### TASK DIRECTIONS
Wherever the word "java" appears in the entries, copy the whole line.

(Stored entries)
"""

PR #379, opened 2022-04-25
Add native tests to bOS

yigit:
This PR updates AndroidXPlugin to add native tests to the build on server task.

Bug: n/a
Test: cd collection && ./gradlew bOS --dry-run

### DIFF
--- a/buildSrc/private/src/main/kotlin/androidx/build/AndroidXImplPlugin.kt
+++ b/buildSrc/private/src/main/kotlin/androidx/build/AndroidXImplPlugin.kt
@@ -84,6 +84,8 @@ import java.util.Locale
 import java.util.concurrent.ConcurrentHashMap
 import org.gradle.kotlin.dsl.KotlinClosure1
 import org.gradle.kotlin.dsl.register
+import org.jetbrains.kotlin.gradle.targets.native.KotlinNativeHostTestRun
+import org.jetbrains.kotlin.gradle.testing.KotlinTaskTestRun
 
 /**
  * A plugin which enables all of the Gradle customizations for AndroidX.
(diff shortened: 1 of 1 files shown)


buildSrc/private/src/main/kotlin/androidx/build/AndroidXImplPlugin.kt
```diff
@@ -653,6 +656,28 @@ class AndroidXImplPlugin : Plugin<Project> {
...
+            Project ${project.path} applies kotlin multiplatform plugin but we cannot find the
+            KotlinMultiplatformExtension.
+            """.trimIndent()
+        }
+        // Add all "configured" native tests to the buildOnServer task.
+        // Note that we don't check if platform is enabled in flags because it wouldn't be
+        // configured in the first place if the target is not enabled
+        kmpExtension.testableTargets.all { kotlinTarget ->
+            kotlinTarget.testRuns.all { kotlinTestRun ->
+                if (kotlinTestRun is KotlinNativeHostTestRun &&
```
dsaff, line 675: Can you add a quick comment about why both "is" checks are needed?  Is there not a subclass relationship between them?

dsaff (approved):

buildSrc/private/src/main/kotlin/androidx/build/AndroidXImplPlugin.kt
yigit: yea unfortunately i need to cast to `KotlinNativeHostTestRun` to limit it tests that run on host (e..g not ios) but also need to cast to `KotlinTaskTestRun` to get the `executionTask`. I'll take another look and if not, add comments.

yigit: added comment w/ the reason for each class.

"""

### RESPONSE TO THE EXERCISE
@@ -84,6 +84,8 @@ import java.util.Locale
 import java.util.concurrent.ConcurrentHashMap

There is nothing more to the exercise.